Unfortunately for his dearest friend, it means that Travis needs to find someone to bother relentlessly.
"Wiiiiill"
"Willy"
"William"
"William Andrew Solace"
"I never told you my middle name you stalker."
"Irrelevant to this conversation. Mine's Jeffrey by the way."
"Liar."
"Fine, it's Gertrude."
"I wish that was true."
"Your grandmother is named Gertrude, I'm sure she would love to know that you find her name funny."
"Travis I need to answer me truthfully."
"Never darling."
"Have you ever stalked me ?"
"Of course."
"You're insane."
"Mmmh, how's Nico ?"
Travis cackles gleefully at the the gurgling noise Will made choking on his apple juice.
"I'll do you one better, how's Katie ?"
"Irrelevant again. Don't think you can distract me."
"I'll be sure to tell her that next time I see her."
"Please don't, she's getting really better at creating her own freaky plants."
"I'd pay to see you get eaten by a carnivorous flower."

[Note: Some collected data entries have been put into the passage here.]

PR #4571, opened 2026-02-23
feat: Accept arrays of CIDs for GQL queries

### LINKED ISSUE #4565: Change type signature of `cid` on get query to be a list
This is a *first step* for #4304, which only changes the type signature for `cid` to be a list. This needs to happen for RC1, so that we don't have "breaking changes" from a type signature perspective.

Importantly, since this issue is not implementing the underlying behavior yet, this task should restrict the list to a single value and throw an error if more values are passed.

### LINKED ISSUE #4568: Change type signature of cid on _commit query to be a list
This is a *first step* for #4303, which only changes the type signature for `cid` on `_commit` to be a list. This needs to happen for RC1, so that we don't have "breaking changes" from a type signature perspective.

Importantly, since this issue is not implementing the underlying behavior yet, this task should restrict the list to a single value and throw an error if more values are passed.

AndrewSisley:
## Relevant issue(s)

Resolves #4565
Resolves #4568

## Description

"You're way tastier than me, it'll go for you before me."
They banter for a while before Argos calmly ask them to shut up until they arrive.
That is until Will begins a conversation with him and Travis is left gaping at the ultimate betrayal he just witnessed.
He spends the rest of the trip pouting and mumbling about traitorous living lamp and the good old times where you could kill a giant and nobody batted an eye.
When Argos finally stops in front of Central Park, Travis practically flies out of the car, Will taking his sweet time just to annoy him he's sure.
After bidding many goodbyes, Argos finally leaves them, the Strawberry Delphi car disappearing in New York.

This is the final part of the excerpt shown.